- _Records shown_
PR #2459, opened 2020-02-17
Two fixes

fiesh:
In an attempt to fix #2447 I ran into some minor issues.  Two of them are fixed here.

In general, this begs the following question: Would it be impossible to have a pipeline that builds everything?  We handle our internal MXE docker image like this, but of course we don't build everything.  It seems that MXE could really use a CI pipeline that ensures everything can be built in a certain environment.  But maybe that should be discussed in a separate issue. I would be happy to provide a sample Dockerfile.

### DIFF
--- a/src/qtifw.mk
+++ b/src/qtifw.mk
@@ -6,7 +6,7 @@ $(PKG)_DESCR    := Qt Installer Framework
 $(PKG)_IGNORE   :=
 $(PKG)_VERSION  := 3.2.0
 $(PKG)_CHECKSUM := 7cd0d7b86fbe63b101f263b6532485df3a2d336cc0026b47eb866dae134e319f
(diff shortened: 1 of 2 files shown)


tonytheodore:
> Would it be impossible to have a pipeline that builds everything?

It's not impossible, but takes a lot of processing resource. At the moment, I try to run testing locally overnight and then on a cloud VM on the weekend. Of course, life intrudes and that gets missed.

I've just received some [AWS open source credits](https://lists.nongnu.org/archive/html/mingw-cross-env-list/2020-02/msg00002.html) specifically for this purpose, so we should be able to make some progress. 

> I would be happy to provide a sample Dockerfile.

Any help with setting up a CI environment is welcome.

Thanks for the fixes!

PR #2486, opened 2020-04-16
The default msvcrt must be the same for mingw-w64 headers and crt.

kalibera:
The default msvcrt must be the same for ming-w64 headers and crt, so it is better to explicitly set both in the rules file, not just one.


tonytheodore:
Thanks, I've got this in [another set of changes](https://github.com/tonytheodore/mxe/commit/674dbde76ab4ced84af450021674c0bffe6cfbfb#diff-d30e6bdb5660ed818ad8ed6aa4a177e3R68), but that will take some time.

- _Instructions to follow_
Throughout the material above, find each line with "headers" and return it.

- _Task solution_
The default msvcrt must be the same for mingw-w64 headers and crt.
The default msvcrt must be the same for ming-w64 headers and crt, so it is better to explicitly set both in the rules file, not just one.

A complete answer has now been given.